The differential amplifier 10 includes FETs (field effect transistors) 100, 102, and 104. FET 100 provides an bias current I for FETs 102 and 104. The gates of FETs 102 and 104 are controlled respectively by a first component 190 and a second component 192 of a differential input signal. The FETs 102 and 104 amplify the differential input signal according to the bias current I to generate a differential output signal (having components 200 and 202, which are provided to the first and second differential switches 12 and 14, respectively).
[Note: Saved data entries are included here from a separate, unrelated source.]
PR #137, opened 2022-09-25
migrate to libprotobuf321

ngam:
Checklist
* [ ] Used a [personal fork of the feedstock to propose changes](https://conda-forge.org/docs/maintainer/updating_pkgs.html#forking-and-pull-requests)
* [ ] Bumped the build number (if the version is unchanged)
* [ ] Reset the build number to `0` (if the version changed)
* [ ] [Re-rendered]( https://conda-forge.org/docs/maintainer/updating_pkgs.html#rerendering-feedstocks ) with the latest `conda-smithy` (Use the phrase <code>@<space/>conda-forge-admin, please rerender</code> in a comment in this PR for automated rerendering)
* [ ] Ensured the license file is being packaged.

PR #138, opened 2022-10-04
Drop cuda 10.2 and 11.0

hmaarrfk:
in https://github.com/conda-forge/pytorch-cpu-feedstock/pull/137

we contemplated dropping Cuda 10.2 and 11.0 and 11.1 due to maintainer burden.

This leaves 11.2 that was released in December 2020.

I'm looking for feedback from others interested in Pytorch at conda-forge.

I'm proposing leaving this PR open until the end of November 2022 when hopefully we can make a decision.

cc: @xhochy @mikemhenry


hmaarrfk:
cc: @ngam

mikemhenry:
Eh, I think it depends on what the vision is for `conda-forge`. It is an entirely volunteer org (AFAIK) with finite resources, so we can't support a very comprehensive/non EOL'ed matrix of cuda versions. The space I'm most familiar with is HPC and I don't know of any national compute centers that don't have drivers that will work for at least cuda 11.2. I can't think of any academic code that I work with that can't build against cuda 11.2. I imagin most people have some macros to build code either using the 10.2 API or the new 11.X API. I sometimes think because people can compile 10.2 cuda and 11.2, they want and expect both but I'm not sure if we need it. 

Do we have any packages that have pytorch as a dependency that failed the cuda 11.2 migration? I think if all the deps for this package have 11.2 builds, then we should (technically) be fine to proceed. Dropping support for the older cuda versions will also have the effect of dropping older cuda versions for any environment with `pytorch` in the stack--which could make some users upset.

Personally, I am in favor of it. I'd love to see a page on https://conda-forge.org/docs/ that has a matrix/table of the numpy, openssl, cuda, python versions (and whatever else makes sense) we support building against and the dates we will drop/add new versions.

rgommers:
Seems very reasonable to me as well. If anything, supporting newer CUDA versions is more important than keeping old ones around. 11.2 is a good baseline, and then 11.4 (/11.6) should arrive at some point.

As a perhaps relevant data point, the PyTorch team would like to drop 10.2 on PyPI but isn't able too, because the 11.X wheels are >1 GB and PyPI won't accept that.

h-vetinari:
> and then 11.4 (/11.6) should arrive at some point.

Conda-forge already supports >=11.2, the only difference is that we don't need to rebuild for every minor version anymore due to the "enhanced [ABI] compatibility" since 11.2. :)

hmaarrfk:
> Do we have any packages that have pytorch as a dependency that failed the cuda 11.2 migration? 

I believe you helped alot with different migration. Please ping anybody you think might be interested in commenting.

I'm not too interested in making this a sweeping conda forge change. Let's keep things small.

We can vote by leaving a review. Green for yes. Request changes for no

h-vetinari:
> Once we have only 11.2+ here, then the big two (the other being tensorflow) will be only 11.2+ and the entire ecosystem should likely follow suit for compatibility purposes.

Not every CUDA enabled package depends on pytorch or tensorflow.

For the moment, I think it's mostly still a feedstock-specific question. For pytorch and tensorflow in particular it's hard enough already to get _any_ packages, so 11.2+ is _much_ better IMO than blocking on full CUDA support.

But for the ecosystem, this discussion should happen in https://github.com/conda-forge/conda-forge.github.io. Based on the previous [discussion](https://github.com/conda-forge/conda-forge-pinning-feedstock/pull/1708) (>1yo!), the appetite was not there yet.

Note that I'm not against this in principle, but l suggest to separate the ecosystem discussion from the pytorch one.

xhochy:
As I have been tagged here: I don't have any good CUDA experience at the moment, thus I would omit myself for now from the discussion.

hmaarrfk:
> As I have been tagged here: I don't have any good CUDA experience at the moment, thus I would omit myself for now from the discussion.

I guess you just helped a lot with tensorflow and other builds in the past!

jakirkham:
The main challenge has been getting cloud providers to upgrade in a timely manner. For example here's an issue with Kaggle still on CUDA 11.0 ( https://github.com/Kaggle/docker-python/issues/1098 ). The image they are using comes from Google. So it's honestly out of Kaggle's hands.

To be clear, I don't really expect anyone here to solve this issue (or frankly even support these older CUDA versions longer). Completely understand all of that is a pain and would like to drop them myself. That said, I do worry that there are users that will get cut off from support unfortunately due to things largely out of their control and just wanted to relay that concern here (with one example for context)

mikemhenry:
CC @kkraus14

jakirkham:
cc @jaimergp

jaimergp:
From the Colab perspective, we have merged today a new version that *should* allow for any cudatoolkit compatible with the present drivers.

Colab's `nvidia-smi` reports:

```
Tue Oct  4 21:38:49 2022       
+-----------------------------------------------------------------------------+
| NVIDIA-SMI 460.32.03    Driver Version: 460.32.03    CUDA Version: 11.2     |
|-------------------------------+----------------------+----------------------+
| GPU  Name        Persistence-M| Bus-Id        Disp.A | Volatile Uncorr. ECC |
| Fan  Temp  Perf  Pwr:Usage/Cap|         Memory-Usage | GPU-Util  Compute M. |
|                               |                      |               MIG M. |
|===============================+======================+======================|
|   0  Tesla T4            Off  | 00000000:00:04.0 Off |                    0 |
| N/A   46C    P8     9W /  70W |      0MiB / 15109MiB |      0%      Default |
|                               |                      |                  N/A |
+-------------------------------+----------------------+----------------------+
                                                                               
+-----------------------------------------------------------------------------+
| Processes:                                                                  |
|  GPU   GI   CI        PID   Type   Process name                  GPU Memory |
|        ID   ID                                                   Usage      |
|=============================================================================|
|  No running processes found                                                 |
+-----------------------------------------------------------------------------+
```

So I think we are fine there.

If the concern is leaving some Kaggle users unsupported in newer versions, I'd say they can resort to the `pytorch` channel. Also, it looks like tensorflow 2.10 is only building for CUDA 11.2 already. Previous versions are available on conda-forge for CUDA 11.0 if needed.

This is not the first time we talk about dropping CUDA versions, but at some point we need to let go I guess 😬 That said, I am not as involved in the CUDA ecosystem anymore so I don't know if I should vote for something I am not too invested. Can I vote neutral but if there's a tie it can be understood as a "Yes, let's remove"?

jaimergp:
> I'm proposing leaving this PR open until the end of November 2022 when hopefully we can make a decision.

I'd say we can also make an announcement and request for comments in a more visible place at conda-forge.org, the Gitter rooms, Twitter, etc.

hmaarrfk:
I just did gitter and https://github.com/conda-forge/conda-forge-pinning-feedstock/issues/3491 i can't reach twitter, but I could tweat at conda-forge?

jakirkham:
In terms of making an announcement, we can add a PR like this one ( https://github.com/conda-forge/conda-forge.github.io/pull/1815 ) and provide a brief summary of what we plan to do and when, which will show up on [this page]( https://conda-forge.org/docs/user/announcements.html ) once merged. Users subscribed to the feed there will get an update.

jaimergp:
> I just did gitter and [conda-forge/conda-forge-pinning-feedstock#3491](https://github.com/conda-forge/conda-forge-pinning-feedstock/issues/3491) i can't reach twitter, but I could tweat at conda-forge?

Yes, I am not sure who has access to the Twitter account but let's do that: tweet it and condaforge acct will amplify.

Btw, John and I were told that Kaggle users are expecting a Docker image update soon including 11.3, so the 11.0 drop is a bit less concerning.

jakirkham:
Also have been looking into other CSPs internally with a colleague and it seem most have moved to CUDA 11.2 since we last looked, which is encouraging. Again that shouldn't affect the decision here either way, but it is a useful data point.

hmaarrfk:
Given the lack of any objections so far and the new release of Pytorch, I think we will likely merge this on by Nov 21st.

h-vetinari:
> Given the lack of any objections so far and the new release of Pytorch, I think we will likely merge this on by Nov 21st.

This (and the end of November mentioned elsewhere) has now come to pass :)

Issue #108, opened 2022-05-28
Splitting this package in managable chunks


hmaarrfk:
### Comment:

This package currently requires more than 16 builds to be build manually to ensure that it completes in time on the CIs.

# Step 1: No more git clone
rgommers identified that one portion of the build process that takes time is cloning the repository. In my experience, cloning the 1.5GB repo can take up to 10 min on my powerful local machine, but I feel like it can take much longer on the CIs.

To avoid cloning, we will have to list out all the submodule manually, or make the conda-forge installable dependencies.

I mostly got this working using a recursive script which should help us keep it maintained: https://github.com/conda-forge/pytorch-cpu-feedstock/pull/109

# Option 1: Split off Dependencies:

| Dependency     | linux  | mac    | win | GPU Aware | PR                                                       | system deps                                                                                    |
|----------------|--------|--------|-----|-----------|----------------------------------------------------------|------------------------------------------------------------------------------------------------|
| pybind11       |        |        |     | no        | https://github.com/conda-forge/pybind11-feedstock        | USE_SYSTEM_PYBIND11                                                                            |
| cub            |        |        |     | no        | https://github.com/conda-forge/cub-feedstock             |                                                                                                |
| eigen          |        |        |     | no        | https://github.com/conda-forge/eigen-feedstock           | [USE_SYSTEM_EIGEN_INSTALL](https://github.com/pytorch/pytorch/blob/master/CMakeLists.txt#L265) |
| googletest     |        |        |     | no        | will not package                                         |                                                                                                |
| benchmark      |        |        |     | no        | https://github.com/conda-forge/benchmark-feedstock       |                                                                                                |
| protobuf       |        |        |     | no        | https://github.com/conda-forge/libprotobuf-feedstock     |                                                                                                |
| ios-cmake      |        |        |     |           | not needed since we don't target ios                     |                                                                                                |
| NNPACK         | yes    | yes    |     | no        | https://github.com/conda-forge/staged-recipes/pull/19103 |                                                                                                |
| gloo           | yes    | yes   |     | yes     | https://github.com/conda-forge/staged-recipes/pull/19103 | USE_SYSTEM_GLOO                                                                                |
| pthreadpool    | yes    | yes    |     | no        | https://github.com/conda-forge/staged-recipes/pull/19103 | USE_SYSTEM_PTHREADPOOL                                                                         |
[...]

PR #154, opened 2022-12-17
Testing GH Actions instead of Azure

hadim:
Checklist


hmaarrfk:
Can you skip most builds? maybe

```
skip: true  # [py!=310]
```

hadim:
@hmaarrfk here is a test using GH Actions instead of Azure. As suggested (https://github.com/conda-forge/pytorch-cpu-feedstock/issues/108#issuecomment-1356355748), I had to comment out the line blocking GH Actions for conda-forge in `conda-smithy` during `regenerate`.

I guess the goal here is to check how long the CI takes. I don't think it's available for free, but updating the current CI to larger runners is supposed to one-click-away from a `conda-forge` GH org admin.

hmaarrfk:
I understand the test. But we don't need to build all of these just to test. At this stage, we can limit the build matrix until most things are debugged.

hadim:
`skip: true  # [py!=310]` generates no CI.

hmaarrfk:
i think maybe the syntax changed and they don't want us to use 310 anymore

```
skip: true  # [py38]
skip: true  # [py39]
skip: true  # [py311
```

hmaarrfk:
I guess lets see how far the linux builds go

hadim:
The regular GH runners seems similar to the Azure ones (2 CPUs, 6h limit).

I guess the build time will be similar.

Only large runners will make a difference: https://docs.github.com/en/actions/using-github-hosted-runners/using-larger-runners#machine-specs-for-larger-runners

But those are not free even for public repos. And it sounds like paying for it (even for quick testing) will require a lot of bureaucracy xD

hadim:
> Are you aware of larger runners for osx btw?

For now, it seems to be only for linux and windows. I guess it's a matter of time before osx is proposed.

hmaarrfk:
Personally, if we are going to pay money from a limited pool to get this built on linux, i would appreciate some help in unbundling things, so that we only have to use the larger runners once, for the GPU builds.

Then one of the first and second differential switches 12 and 14 is turned ON by the first and second control signals 120 and 140, so that the differential output signal can be sent to a network via the conducting differential switch, the media interface 16 and one of the first and second transmission lines 17 and 18.
However, the bias current I has to go through the two-stages FETs in order to be outputted, thus resulting in a large amount of current I loss and deteriorates the signal quality, and also making it difficult to operate under low voltage supply.
Hence, there is a need for a data transmission device that can be applied to network apparatus having an automatic crossover function (MDI/MDIX) and provides lower power consumption, anti-interference and reliable signal transmission according to an operating status of the network apparatus.